* _WHAT IS EXPECTED_
Report back every line below that carries the word "when".

[Start of Attachment]

PR #6136, opened 2026-06-16
fix(plugin): respect `LIBREFANG_HOME` when resolving plugin directory

HuaGu-Dragon:
## Type

- [ ] Agent template (TOML)
- [ ] Skill (Python/JS/Prompt)
- [ ] Channel adapter
- [ ] LLM provider
- [ ] Built-in tool
- [x] Bug fix
- [ ] Feature (Rust)
- [ ] Documentation / Translation
- [ ] Refactor / Performance
- [ ] CI / Tooling
- [ ] Other

## Summary

respect `LIBREFANG_HOME` when resolving plugin directory

like

https://github.com/librefang/librefang/blob/dceae897a7a14d6b092999e07d25bd6aa9ab392a/crates/librefang-kernel/src/config.rs#L504-L512

## Testing

- [x] `cargo test --workspace` passes
- [ ] Live integration tested (if applicable)

## Security

- [x] No new unsafe code

### DIFF
--- a/crates/librefang-runtime/src/context_engine/scriptable/mod.rs
+++ b/crates/librefang-runtime/src/context_engine/scriptable/mod.rs
@@ -1765,10 +1765,7 @@ impl ScriptableContextEngine {
 
 /// Default plugin directory: `~/.librefang/plugins/`.
 pub fn plugins_dir() -> std::path::PathBuf {
-    dirs::home_dir()
-        .unwrap_or_else(|| std::path::PathBuf::from("."))
-        .join(".librefang")
-        .join("plugins")
+    crate::plugin_manager::librefang_home().join("plugins")
 }
 
 /// Load a plugin manifest from `~/.librefang/plugins/<name>/plugin.toml`.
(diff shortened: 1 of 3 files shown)


houko (approved):
LGTM. Correct fix: `plugins_dir()` previously ignored `LIBREFANG_HOME` and diverged from `config::librefang_home()`. Nice that it also fixes the second copy in `context_engine/scriptable/mod.rs` (which used a `.` fallback and ignored the env var too), consolidating both onto one helper.

Two non-blocking notes:

- The new test mutates the global `LIBREFANG_HOME`, which this crate otherwise avoids on purpose (see the comment in `artifact_store.rs::default_artifact_storage_dir_ends_with_data_artifacts`). The `ENV_LOCK` only serializes the two new tests against each other, not against other tests in the same process that read `LIBREFANG_HOME` live (`model_catalog::resolve_home_dir`, `artifact_store::default_artifact_storage_dir`). CI is fine since nextest isolates per process; a local `cargo test -p librefang-runtime` could flake. Acceptable here since the test genuinely needs to set the var to verify it's honored.
- Minor behavior change worth a line in the description: the no-`HOME` fallback shifts from `/tmp/librefang` to `/tmp/.librefang` and drops the `warn!`, aligning with the canonical `librefang_home()` in the kernel. Intentional, just undocumented.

[End of Attachment]

* _SOLUTION TO THIS PROBLEM_
fix(plugin): respect `LIBREFANG_HOME` when resolving plugin directory
respect `LIBREFANG_HOME` when resolving plugin directory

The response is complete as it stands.